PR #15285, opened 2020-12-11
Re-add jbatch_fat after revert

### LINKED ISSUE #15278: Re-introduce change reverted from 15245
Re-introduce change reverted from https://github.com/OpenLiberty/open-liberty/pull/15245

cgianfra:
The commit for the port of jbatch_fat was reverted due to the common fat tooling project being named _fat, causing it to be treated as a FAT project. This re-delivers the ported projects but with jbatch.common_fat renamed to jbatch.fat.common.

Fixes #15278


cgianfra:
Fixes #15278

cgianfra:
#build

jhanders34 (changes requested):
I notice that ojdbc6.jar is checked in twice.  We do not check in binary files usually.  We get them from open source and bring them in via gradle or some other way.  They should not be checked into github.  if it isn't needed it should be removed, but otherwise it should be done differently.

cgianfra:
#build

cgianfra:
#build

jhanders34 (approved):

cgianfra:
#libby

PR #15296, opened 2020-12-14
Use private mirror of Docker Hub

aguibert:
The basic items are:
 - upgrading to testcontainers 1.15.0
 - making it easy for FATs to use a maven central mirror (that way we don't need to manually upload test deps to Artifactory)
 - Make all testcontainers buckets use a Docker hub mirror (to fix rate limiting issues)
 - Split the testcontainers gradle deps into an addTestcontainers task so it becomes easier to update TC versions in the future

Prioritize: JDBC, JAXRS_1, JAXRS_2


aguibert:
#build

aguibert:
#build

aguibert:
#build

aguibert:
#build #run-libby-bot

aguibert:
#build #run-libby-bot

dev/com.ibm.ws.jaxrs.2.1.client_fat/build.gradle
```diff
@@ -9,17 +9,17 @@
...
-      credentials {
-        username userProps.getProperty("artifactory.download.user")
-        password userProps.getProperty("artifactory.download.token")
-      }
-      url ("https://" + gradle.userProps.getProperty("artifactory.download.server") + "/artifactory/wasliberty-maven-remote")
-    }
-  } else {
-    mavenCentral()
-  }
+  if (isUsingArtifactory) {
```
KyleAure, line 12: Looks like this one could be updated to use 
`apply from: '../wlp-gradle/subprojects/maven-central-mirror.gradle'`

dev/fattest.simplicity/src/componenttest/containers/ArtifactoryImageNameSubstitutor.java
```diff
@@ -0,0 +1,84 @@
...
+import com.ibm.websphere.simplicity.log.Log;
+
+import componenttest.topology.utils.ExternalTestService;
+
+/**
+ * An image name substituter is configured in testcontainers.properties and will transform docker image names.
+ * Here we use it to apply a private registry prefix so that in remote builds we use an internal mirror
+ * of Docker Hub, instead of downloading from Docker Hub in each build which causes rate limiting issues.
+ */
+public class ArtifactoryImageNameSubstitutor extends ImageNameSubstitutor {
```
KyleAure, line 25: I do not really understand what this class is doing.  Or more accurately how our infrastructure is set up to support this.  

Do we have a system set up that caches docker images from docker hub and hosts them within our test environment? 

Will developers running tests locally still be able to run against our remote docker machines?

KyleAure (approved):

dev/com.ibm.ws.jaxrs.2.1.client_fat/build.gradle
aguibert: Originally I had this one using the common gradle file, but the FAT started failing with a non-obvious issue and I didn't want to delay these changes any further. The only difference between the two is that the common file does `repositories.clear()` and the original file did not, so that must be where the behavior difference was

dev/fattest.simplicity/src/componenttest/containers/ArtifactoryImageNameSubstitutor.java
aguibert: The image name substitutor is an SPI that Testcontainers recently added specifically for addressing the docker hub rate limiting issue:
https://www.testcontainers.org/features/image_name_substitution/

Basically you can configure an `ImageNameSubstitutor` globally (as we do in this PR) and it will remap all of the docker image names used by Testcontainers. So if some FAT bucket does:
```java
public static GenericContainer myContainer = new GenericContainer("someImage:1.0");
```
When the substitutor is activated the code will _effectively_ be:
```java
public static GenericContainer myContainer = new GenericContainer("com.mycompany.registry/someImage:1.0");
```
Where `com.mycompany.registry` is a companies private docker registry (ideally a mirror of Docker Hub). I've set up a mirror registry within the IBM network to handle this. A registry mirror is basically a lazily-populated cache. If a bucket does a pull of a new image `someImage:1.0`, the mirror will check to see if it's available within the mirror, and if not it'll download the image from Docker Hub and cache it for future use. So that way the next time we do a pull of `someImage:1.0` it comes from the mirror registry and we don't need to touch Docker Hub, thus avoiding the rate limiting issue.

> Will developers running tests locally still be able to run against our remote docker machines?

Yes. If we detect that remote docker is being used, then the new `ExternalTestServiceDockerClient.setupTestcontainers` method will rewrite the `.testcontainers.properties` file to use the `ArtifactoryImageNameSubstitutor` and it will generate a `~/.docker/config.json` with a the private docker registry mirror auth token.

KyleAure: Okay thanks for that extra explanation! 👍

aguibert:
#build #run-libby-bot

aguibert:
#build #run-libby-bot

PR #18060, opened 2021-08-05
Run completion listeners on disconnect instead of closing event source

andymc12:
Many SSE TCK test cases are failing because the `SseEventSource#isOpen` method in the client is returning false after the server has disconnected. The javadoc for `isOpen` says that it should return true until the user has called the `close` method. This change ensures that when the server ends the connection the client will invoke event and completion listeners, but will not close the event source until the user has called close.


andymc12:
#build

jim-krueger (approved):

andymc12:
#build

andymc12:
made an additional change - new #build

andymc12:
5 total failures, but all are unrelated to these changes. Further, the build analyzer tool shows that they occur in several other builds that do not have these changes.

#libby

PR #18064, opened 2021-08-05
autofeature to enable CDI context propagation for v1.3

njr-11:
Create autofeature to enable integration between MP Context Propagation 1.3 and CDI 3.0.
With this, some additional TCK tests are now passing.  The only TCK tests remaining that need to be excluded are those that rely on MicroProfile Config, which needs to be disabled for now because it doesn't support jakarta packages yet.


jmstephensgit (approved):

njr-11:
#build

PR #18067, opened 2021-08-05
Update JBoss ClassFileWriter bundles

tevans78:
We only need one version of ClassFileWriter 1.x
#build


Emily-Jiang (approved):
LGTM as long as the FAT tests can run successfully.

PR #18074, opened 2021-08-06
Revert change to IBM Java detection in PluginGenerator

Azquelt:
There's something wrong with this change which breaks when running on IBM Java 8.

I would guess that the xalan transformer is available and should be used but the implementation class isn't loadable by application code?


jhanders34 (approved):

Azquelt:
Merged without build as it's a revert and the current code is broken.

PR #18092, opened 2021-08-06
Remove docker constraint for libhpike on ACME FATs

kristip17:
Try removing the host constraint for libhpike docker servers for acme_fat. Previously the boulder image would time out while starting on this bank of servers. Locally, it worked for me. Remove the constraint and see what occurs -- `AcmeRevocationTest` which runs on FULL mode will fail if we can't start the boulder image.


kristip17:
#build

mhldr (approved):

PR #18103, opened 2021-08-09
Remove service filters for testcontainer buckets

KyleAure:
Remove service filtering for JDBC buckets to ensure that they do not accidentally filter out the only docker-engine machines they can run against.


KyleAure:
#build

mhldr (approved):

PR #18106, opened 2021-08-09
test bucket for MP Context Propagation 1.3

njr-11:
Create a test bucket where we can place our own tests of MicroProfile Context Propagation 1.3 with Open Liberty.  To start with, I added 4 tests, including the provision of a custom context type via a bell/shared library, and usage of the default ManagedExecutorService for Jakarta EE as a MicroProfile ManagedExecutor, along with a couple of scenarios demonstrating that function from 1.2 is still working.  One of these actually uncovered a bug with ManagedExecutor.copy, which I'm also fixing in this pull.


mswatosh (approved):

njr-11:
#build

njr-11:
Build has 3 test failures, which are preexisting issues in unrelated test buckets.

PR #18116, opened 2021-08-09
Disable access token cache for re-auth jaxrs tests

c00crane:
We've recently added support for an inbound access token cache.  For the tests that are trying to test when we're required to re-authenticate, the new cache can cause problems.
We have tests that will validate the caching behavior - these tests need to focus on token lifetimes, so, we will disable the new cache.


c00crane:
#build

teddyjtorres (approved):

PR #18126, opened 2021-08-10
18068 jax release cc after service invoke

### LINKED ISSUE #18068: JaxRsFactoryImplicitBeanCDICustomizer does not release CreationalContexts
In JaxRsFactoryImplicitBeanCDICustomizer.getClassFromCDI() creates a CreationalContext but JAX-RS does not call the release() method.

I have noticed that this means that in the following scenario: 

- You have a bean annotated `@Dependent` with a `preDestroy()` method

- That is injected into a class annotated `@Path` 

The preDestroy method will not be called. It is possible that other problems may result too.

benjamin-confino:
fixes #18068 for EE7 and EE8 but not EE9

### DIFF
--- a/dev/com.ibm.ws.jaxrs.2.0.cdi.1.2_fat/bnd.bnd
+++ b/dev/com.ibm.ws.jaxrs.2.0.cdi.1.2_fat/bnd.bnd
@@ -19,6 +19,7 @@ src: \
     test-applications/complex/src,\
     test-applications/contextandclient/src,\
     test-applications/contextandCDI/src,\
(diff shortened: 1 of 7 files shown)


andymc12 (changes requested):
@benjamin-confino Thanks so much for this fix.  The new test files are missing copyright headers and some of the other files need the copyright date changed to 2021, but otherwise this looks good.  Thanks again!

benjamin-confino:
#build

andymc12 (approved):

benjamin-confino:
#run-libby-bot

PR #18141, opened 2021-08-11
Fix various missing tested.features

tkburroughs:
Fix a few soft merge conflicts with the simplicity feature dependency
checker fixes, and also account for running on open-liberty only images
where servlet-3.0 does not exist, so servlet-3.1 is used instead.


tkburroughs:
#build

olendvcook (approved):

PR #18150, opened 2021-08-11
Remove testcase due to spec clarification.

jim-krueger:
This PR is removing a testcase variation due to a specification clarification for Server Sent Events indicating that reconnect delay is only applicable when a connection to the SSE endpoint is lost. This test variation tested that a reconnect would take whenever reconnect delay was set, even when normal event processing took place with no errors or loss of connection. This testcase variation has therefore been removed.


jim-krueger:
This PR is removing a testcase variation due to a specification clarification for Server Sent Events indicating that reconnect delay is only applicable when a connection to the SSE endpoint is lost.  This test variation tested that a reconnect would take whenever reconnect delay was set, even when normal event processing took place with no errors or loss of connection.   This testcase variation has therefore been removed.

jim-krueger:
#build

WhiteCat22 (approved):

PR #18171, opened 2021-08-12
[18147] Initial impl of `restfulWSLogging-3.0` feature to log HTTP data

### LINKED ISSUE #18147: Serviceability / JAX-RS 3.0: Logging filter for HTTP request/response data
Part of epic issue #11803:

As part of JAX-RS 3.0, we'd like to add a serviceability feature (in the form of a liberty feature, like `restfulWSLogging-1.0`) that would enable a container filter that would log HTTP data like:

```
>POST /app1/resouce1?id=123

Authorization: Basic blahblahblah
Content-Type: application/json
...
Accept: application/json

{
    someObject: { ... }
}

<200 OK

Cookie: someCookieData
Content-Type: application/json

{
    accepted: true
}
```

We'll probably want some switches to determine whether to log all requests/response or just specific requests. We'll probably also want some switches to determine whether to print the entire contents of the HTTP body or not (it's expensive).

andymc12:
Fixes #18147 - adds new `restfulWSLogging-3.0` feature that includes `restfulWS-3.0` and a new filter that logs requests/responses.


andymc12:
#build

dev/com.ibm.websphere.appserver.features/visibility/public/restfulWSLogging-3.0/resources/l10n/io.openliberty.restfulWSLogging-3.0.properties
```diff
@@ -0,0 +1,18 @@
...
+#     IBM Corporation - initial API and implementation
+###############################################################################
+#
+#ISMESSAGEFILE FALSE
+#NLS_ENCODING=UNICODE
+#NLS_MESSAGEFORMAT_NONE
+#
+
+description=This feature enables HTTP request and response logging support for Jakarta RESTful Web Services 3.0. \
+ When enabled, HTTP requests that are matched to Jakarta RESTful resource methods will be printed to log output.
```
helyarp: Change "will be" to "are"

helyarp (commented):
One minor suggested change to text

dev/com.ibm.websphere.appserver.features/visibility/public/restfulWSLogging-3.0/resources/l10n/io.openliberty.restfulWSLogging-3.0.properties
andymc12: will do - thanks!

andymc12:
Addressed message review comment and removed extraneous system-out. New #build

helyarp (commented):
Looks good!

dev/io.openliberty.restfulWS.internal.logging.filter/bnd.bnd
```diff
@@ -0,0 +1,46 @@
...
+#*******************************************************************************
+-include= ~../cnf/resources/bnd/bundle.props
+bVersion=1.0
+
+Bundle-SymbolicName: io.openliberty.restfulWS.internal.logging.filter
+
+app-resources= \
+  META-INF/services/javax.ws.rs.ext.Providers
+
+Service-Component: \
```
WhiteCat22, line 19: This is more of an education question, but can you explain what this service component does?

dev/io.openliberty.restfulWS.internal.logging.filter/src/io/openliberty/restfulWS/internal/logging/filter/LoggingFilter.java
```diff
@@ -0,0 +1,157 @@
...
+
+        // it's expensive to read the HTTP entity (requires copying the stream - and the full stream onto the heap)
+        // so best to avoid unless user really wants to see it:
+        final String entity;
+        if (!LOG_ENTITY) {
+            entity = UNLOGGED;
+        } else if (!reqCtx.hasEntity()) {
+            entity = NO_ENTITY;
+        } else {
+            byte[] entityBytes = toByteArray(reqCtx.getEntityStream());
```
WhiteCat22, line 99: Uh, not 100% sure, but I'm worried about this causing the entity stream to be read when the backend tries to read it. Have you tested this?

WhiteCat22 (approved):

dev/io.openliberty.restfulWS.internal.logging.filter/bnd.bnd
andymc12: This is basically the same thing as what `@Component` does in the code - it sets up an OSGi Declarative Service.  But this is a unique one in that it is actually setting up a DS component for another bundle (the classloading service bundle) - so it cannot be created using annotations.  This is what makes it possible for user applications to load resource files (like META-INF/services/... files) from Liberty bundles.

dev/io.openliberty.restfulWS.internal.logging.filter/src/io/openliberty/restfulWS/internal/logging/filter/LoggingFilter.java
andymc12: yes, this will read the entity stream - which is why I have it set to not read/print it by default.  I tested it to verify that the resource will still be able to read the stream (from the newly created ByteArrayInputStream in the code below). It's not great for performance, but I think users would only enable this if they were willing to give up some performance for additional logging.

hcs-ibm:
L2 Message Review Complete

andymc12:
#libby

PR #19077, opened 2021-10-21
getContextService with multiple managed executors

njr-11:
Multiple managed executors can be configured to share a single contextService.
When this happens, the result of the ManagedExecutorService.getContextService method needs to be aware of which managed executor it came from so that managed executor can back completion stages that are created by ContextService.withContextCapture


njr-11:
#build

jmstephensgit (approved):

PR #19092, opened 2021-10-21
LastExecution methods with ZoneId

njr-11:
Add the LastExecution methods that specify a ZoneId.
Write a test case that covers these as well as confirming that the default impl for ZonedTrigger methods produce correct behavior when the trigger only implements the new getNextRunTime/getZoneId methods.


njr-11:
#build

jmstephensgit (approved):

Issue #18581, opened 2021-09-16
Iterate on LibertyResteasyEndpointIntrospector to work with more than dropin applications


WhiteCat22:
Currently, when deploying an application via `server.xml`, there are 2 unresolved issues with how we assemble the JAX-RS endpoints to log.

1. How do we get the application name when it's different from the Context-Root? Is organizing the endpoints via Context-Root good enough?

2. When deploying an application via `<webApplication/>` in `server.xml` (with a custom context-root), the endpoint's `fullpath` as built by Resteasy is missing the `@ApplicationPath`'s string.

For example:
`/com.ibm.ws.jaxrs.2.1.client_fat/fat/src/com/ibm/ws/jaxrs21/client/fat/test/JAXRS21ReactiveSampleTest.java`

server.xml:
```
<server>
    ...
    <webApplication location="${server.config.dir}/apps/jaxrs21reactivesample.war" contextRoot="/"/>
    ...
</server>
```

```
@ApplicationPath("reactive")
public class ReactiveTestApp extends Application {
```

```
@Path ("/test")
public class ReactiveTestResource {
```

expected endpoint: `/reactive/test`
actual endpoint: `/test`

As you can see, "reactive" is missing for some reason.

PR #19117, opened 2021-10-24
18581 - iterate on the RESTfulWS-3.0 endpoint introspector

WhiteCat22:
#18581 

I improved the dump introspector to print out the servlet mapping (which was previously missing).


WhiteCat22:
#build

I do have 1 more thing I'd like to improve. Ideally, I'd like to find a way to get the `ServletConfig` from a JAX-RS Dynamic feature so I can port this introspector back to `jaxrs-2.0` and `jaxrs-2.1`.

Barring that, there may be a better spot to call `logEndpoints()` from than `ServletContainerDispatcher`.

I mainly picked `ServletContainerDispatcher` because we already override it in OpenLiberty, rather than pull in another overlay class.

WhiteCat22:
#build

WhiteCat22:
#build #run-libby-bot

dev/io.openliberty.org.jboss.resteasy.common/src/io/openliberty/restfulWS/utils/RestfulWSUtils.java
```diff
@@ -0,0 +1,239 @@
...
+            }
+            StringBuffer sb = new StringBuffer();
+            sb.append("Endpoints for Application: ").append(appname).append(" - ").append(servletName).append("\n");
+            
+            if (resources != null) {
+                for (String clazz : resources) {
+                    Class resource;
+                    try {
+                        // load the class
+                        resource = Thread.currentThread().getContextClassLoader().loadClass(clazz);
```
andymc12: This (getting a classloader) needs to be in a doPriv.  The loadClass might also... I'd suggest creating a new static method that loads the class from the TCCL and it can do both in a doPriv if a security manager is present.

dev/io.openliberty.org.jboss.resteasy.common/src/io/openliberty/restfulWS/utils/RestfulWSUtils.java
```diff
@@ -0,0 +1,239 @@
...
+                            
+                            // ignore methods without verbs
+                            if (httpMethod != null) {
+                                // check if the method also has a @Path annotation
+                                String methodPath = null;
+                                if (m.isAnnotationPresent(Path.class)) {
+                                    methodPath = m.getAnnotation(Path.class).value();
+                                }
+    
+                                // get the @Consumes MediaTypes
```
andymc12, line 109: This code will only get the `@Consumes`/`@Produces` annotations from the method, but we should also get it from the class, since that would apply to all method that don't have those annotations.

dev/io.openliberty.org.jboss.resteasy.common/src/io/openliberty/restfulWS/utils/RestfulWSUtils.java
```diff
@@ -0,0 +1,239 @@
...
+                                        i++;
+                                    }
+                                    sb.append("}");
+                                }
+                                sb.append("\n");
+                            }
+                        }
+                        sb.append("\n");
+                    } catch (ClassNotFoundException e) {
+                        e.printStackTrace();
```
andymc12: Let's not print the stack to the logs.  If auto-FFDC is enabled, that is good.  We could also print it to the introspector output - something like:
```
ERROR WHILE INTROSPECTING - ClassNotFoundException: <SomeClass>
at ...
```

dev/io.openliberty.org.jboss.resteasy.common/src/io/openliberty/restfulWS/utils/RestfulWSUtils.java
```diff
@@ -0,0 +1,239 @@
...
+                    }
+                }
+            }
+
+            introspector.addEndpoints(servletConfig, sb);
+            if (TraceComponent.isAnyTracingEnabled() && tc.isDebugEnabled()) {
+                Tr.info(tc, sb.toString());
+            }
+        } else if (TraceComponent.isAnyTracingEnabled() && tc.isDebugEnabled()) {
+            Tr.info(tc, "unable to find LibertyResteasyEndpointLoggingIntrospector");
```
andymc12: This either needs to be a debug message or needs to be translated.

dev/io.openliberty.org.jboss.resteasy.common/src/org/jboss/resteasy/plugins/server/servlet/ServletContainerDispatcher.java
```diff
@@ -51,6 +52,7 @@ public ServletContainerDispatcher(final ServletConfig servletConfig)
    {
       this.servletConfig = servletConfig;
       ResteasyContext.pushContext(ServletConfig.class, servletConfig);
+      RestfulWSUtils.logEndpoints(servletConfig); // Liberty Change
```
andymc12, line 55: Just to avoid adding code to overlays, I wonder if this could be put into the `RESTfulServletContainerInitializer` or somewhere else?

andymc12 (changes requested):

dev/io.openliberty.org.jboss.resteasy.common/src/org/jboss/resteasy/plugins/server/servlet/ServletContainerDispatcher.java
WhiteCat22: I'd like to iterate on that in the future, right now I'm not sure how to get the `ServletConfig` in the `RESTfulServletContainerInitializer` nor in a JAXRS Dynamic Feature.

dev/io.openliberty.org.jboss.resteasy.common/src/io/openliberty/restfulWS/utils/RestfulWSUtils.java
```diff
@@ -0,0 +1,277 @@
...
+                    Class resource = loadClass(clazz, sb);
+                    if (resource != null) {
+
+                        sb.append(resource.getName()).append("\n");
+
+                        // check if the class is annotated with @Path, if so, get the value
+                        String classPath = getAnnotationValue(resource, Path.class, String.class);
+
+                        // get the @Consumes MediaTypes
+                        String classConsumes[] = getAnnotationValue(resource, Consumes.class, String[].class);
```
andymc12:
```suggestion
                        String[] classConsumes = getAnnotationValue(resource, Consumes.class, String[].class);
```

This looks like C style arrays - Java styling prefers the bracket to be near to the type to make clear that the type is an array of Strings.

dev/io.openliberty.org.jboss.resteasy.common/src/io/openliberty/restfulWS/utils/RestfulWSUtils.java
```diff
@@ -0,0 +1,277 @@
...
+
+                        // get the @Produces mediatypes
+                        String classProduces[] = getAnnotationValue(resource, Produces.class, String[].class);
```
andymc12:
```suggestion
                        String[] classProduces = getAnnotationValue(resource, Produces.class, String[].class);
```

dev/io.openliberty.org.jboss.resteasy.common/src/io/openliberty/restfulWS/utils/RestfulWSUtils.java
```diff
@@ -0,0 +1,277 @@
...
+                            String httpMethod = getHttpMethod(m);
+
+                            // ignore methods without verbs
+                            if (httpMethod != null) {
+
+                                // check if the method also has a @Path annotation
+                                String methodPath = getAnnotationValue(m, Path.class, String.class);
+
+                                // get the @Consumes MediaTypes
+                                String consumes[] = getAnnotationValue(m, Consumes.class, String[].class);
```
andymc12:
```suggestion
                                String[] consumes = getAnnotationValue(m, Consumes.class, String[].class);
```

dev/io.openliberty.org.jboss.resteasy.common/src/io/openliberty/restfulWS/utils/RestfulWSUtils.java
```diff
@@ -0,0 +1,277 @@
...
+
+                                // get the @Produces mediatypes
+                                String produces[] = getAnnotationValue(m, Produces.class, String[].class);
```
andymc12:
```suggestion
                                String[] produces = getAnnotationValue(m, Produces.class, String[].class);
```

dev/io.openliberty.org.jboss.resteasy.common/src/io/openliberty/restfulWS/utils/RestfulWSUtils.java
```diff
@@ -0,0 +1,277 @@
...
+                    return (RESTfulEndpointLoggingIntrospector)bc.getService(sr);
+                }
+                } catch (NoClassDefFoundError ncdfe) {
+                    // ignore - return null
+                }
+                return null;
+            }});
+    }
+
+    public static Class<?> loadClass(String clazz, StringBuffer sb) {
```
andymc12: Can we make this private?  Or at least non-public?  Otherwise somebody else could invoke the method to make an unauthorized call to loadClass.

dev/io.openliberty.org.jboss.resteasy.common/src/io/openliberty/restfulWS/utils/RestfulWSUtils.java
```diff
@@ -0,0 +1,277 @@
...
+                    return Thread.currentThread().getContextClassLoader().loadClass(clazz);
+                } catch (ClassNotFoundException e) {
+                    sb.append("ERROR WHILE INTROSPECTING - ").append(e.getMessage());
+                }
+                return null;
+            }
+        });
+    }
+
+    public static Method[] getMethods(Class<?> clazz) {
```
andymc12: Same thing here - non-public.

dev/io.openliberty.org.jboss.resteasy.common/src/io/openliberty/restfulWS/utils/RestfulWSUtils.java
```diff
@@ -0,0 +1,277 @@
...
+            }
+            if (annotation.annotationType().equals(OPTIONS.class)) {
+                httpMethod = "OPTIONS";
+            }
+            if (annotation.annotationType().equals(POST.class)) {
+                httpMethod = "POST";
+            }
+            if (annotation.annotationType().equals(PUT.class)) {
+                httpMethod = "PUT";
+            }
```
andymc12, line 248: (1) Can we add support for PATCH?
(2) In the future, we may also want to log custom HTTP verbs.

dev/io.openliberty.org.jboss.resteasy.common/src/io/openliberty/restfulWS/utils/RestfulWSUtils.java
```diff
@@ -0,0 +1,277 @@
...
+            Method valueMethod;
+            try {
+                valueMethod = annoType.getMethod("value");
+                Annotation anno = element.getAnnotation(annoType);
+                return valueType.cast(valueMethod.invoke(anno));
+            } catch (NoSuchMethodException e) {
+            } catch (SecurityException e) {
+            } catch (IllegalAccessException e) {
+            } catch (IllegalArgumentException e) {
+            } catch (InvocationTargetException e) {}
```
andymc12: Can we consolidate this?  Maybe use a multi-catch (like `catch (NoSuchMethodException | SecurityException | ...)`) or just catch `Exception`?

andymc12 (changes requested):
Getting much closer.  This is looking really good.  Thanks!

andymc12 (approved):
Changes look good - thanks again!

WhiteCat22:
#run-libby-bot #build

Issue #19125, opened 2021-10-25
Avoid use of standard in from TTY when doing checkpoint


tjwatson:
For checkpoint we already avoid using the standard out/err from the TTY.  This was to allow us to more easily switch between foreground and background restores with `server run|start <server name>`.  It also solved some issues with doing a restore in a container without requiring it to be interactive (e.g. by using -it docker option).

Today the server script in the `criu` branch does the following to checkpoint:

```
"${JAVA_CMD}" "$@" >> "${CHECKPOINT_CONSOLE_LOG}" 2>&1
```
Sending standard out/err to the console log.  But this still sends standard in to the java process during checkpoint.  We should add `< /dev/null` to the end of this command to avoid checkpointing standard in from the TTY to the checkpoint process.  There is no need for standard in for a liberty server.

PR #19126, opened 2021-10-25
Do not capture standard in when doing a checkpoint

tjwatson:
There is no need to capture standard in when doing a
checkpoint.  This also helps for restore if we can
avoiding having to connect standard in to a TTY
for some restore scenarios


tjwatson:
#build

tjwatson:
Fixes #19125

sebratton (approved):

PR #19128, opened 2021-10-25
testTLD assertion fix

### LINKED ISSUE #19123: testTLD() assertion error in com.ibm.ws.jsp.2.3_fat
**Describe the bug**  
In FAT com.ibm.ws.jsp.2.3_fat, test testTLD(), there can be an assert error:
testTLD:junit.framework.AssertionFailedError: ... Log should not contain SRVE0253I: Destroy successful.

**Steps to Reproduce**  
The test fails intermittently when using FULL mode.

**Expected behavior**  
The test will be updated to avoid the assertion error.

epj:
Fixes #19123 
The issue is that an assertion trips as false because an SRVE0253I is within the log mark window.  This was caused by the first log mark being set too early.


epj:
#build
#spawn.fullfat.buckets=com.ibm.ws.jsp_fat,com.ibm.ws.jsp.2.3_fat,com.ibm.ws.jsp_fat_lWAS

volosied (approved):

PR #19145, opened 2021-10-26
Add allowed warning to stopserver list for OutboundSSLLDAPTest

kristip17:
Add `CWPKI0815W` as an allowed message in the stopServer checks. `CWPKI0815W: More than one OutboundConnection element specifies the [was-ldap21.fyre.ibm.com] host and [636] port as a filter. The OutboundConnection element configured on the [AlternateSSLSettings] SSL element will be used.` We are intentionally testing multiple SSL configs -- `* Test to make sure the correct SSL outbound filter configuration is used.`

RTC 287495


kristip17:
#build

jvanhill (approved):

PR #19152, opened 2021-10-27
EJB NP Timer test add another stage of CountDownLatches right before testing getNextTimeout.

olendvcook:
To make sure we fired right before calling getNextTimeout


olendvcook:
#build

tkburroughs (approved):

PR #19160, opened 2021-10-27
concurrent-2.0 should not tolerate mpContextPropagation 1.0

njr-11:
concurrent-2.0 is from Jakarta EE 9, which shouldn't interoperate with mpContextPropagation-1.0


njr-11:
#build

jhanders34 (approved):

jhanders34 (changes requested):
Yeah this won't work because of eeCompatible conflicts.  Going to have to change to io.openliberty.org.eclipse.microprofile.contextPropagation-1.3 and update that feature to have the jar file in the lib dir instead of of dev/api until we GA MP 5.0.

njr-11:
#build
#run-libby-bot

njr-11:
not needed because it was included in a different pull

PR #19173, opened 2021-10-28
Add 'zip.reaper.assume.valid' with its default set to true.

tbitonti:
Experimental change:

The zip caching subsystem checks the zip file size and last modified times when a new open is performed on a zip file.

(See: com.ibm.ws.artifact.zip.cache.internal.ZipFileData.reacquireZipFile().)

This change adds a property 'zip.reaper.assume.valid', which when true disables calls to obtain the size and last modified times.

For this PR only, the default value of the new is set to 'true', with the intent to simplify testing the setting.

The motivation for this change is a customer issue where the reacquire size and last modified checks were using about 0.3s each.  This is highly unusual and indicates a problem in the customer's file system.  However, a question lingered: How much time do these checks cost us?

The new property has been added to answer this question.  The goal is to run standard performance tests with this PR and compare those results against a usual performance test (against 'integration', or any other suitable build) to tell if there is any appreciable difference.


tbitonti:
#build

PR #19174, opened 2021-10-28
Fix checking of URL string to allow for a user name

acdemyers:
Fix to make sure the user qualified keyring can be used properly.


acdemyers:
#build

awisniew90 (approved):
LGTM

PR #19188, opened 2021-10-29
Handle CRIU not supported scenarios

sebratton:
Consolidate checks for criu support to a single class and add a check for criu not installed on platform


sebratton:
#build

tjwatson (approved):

**TASK ITEM**
From the listing, copy every line where the string "possible" appears.

**EXPECTED OUTPUT**
The preDestroy method will not be called. It is possible that other problems may result too.
andymc12: This is basically the same thing as what `@Component` does in the code - it sets up an OSGi Declarative Service.  But this is a unique one in that it is actually setting up a DS component for another bundle (the classloading service bundle) - so it cannot be created using annotations.  This is what makes it possible for user applications to load resource files (like META-INF/services/... files) from Liberty bundles.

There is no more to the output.